- _What you should do_
Look through the entries below and count the lines that contain "trim". Reply with that number only.

Start of Block

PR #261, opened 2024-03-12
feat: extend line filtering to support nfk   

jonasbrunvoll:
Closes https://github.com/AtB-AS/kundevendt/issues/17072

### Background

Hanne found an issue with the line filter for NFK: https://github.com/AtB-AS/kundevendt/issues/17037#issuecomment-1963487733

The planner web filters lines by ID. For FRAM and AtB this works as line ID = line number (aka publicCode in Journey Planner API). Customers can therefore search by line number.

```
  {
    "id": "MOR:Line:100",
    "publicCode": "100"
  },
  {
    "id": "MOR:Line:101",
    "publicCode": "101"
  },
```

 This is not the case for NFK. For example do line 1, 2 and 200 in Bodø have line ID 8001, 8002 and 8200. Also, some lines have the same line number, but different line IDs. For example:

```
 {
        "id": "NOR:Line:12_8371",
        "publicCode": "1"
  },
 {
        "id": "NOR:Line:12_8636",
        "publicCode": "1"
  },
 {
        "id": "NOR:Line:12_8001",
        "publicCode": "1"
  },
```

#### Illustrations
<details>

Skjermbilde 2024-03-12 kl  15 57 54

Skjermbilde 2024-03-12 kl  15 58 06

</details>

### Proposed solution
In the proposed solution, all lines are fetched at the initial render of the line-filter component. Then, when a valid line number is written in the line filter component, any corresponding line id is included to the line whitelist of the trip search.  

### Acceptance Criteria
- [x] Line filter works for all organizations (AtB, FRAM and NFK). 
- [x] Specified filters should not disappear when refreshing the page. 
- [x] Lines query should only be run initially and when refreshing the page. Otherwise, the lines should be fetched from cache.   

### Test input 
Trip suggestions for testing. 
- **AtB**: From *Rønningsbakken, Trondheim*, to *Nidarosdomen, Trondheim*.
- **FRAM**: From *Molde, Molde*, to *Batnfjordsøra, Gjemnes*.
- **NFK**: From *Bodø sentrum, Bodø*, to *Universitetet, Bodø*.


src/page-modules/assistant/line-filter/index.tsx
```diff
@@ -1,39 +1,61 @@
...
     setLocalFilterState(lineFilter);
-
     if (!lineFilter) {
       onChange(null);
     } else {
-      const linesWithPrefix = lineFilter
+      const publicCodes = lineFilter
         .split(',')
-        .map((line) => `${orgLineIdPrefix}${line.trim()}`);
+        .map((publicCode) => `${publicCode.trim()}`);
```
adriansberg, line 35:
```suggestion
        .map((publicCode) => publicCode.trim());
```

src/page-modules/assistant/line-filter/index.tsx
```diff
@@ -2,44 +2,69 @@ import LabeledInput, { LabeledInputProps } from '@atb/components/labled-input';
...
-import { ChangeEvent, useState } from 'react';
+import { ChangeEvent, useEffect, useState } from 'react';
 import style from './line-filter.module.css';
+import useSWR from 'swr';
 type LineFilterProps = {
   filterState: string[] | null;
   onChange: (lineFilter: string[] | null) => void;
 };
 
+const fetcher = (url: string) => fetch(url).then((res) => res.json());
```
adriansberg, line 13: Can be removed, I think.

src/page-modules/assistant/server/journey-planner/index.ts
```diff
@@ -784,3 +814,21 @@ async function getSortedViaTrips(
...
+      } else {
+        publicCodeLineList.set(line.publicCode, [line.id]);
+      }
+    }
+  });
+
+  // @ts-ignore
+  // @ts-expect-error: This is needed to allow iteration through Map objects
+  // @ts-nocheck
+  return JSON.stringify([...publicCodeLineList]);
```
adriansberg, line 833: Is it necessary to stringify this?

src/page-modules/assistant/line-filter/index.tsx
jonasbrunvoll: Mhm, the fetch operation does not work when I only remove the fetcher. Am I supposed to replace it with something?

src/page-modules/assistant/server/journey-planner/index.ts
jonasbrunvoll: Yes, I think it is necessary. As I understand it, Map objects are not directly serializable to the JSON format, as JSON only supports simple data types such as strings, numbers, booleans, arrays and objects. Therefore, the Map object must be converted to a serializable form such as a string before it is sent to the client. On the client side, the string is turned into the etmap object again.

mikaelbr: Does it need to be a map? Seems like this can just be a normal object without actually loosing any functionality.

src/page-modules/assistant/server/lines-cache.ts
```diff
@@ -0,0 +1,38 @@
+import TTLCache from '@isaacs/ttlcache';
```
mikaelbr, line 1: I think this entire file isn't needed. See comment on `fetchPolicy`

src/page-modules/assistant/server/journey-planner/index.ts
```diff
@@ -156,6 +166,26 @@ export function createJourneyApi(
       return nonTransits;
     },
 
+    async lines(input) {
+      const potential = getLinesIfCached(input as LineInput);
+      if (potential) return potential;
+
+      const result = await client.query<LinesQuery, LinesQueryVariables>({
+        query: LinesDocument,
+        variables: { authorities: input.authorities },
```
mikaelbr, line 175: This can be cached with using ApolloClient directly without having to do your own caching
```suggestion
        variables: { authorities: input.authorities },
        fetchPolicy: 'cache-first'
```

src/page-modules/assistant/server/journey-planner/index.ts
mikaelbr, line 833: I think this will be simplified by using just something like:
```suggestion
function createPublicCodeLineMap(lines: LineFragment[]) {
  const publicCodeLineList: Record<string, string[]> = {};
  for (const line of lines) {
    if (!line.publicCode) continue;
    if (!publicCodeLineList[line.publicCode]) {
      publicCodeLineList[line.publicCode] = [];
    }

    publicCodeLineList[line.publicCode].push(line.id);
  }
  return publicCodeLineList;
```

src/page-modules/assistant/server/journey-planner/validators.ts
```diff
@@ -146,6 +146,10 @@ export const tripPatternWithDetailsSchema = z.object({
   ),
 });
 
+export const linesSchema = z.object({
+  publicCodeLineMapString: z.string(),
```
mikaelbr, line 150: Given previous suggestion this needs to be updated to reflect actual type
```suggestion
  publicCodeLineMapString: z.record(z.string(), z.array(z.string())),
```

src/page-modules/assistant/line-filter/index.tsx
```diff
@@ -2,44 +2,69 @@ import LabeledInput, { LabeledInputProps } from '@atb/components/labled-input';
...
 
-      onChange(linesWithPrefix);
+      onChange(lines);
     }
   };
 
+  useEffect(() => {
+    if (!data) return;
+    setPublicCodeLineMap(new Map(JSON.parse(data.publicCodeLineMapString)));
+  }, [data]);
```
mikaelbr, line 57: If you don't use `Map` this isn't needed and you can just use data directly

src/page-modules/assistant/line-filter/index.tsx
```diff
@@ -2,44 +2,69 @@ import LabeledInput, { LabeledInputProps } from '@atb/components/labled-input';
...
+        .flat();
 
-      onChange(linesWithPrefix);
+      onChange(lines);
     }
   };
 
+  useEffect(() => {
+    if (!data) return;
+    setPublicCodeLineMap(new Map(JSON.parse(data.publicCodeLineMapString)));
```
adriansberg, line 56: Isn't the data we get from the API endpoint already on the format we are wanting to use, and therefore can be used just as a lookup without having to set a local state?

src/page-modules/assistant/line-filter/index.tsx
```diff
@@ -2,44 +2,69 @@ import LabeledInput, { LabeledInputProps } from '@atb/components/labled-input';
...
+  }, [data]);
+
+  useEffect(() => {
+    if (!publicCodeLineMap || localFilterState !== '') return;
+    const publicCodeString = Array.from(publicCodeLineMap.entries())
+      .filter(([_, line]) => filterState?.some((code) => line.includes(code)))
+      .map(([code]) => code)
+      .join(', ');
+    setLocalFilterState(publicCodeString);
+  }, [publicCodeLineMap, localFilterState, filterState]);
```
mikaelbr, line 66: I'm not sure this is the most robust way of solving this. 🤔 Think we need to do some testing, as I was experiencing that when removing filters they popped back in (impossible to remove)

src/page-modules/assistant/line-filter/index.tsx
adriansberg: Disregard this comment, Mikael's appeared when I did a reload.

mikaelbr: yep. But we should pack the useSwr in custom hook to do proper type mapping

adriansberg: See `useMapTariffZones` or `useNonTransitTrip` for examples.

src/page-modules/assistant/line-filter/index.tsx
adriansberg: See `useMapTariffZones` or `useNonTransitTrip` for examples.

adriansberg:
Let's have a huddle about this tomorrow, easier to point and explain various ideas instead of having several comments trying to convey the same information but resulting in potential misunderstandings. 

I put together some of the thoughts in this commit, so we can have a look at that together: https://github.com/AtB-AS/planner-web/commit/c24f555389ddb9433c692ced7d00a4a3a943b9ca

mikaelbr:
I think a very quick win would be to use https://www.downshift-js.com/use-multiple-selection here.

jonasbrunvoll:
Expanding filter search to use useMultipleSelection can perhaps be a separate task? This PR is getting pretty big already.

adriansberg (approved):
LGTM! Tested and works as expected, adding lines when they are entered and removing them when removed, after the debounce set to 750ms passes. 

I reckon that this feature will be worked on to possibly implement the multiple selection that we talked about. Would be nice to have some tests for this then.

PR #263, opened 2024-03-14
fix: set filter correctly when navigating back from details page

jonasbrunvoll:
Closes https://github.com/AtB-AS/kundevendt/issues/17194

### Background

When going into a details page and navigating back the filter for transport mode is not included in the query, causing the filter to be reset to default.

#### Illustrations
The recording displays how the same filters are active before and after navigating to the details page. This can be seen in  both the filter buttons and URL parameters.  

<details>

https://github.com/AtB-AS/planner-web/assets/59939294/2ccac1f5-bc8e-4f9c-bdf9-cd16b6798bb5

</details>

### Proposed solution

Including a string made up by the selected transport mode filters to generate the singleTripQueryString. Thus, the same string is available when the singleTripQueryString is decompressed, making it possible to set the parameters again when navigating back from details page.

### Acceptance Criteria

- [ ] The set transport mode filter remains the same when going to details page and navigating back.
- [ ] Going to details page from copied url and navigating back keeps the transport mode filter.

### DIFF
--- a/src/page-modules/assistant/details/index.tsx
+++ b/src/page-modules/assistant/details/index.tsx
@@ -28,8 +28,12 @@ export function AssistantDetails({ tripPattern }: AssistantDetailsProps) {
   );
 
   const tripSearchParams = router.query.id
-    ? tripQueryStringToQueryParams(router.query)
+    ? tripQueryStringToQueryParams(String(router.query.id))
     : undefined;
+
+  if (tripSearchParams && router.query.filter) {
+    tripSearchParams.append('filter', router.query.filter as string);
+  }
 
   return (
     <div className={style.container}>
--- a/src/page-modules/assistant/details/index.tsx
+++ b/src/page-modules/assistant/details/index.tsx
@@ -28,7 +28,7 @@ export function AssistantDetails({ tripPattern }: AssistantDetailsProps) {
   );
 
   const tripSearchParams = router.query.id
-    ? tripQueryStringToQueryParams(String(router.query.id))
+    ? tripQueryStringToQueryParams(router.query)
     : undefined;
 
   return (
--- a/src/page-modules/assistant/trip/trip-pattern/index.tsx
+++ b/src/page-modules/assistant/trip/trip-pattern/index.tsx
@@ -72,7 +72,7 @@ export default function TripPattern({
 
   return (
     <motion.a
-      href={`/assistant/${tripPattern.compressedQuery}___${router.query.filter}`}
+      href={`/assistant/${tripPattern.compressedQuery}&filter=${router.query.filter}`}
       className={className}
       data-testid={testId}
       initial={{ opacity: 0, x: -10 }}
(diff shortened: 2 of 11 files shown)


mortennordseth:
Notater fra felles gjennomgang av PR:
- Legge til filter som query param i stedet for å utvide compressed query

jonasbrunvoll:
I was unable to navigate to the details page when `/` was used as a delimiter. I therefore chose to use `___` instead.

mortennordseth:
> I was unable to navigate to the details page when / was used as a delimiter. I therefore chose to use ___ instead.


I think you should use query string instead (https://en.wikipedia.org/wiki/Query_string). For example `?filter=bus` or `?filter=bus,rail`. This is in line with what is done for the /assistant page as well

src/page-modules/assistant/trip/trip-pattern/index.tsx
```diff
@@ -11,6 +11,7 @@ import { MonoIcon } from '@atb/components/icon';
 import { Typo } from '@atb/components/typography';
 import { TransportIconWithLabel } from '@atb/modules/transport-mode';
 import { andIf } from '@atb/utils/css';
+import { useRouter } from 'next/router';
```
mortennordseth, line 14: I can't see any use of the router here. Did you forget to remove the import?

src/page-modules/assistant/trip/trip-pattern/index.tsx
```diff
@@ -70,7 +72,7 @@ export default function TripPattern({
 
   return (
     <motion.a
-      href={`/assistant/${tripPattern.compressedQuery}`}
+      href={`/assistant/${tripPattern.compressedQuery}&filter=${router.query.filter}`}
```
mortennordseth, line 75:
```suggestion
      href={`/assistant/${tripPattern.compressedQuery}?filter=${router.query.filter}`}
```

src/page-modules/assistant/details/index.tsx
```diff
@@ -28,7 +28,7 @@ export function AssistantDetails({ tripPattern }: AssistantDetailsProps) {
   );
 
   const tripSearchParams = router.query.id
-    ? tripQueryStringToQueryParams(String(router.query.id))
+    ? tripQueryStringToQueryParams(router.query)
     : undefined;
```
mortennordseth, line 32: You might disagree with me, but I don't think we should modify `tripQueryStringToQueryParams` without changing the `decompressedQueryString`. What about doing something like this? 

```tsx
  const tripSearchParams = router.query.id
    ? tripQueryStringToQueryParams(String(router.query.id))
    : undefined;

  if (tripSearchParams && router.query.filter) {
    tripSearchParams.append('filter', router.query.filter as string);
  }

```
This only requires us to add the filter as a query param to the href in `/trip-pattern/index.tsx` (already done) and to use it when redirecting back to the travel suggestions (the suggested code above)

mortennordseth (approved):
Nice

End of Block

- _Task result_
3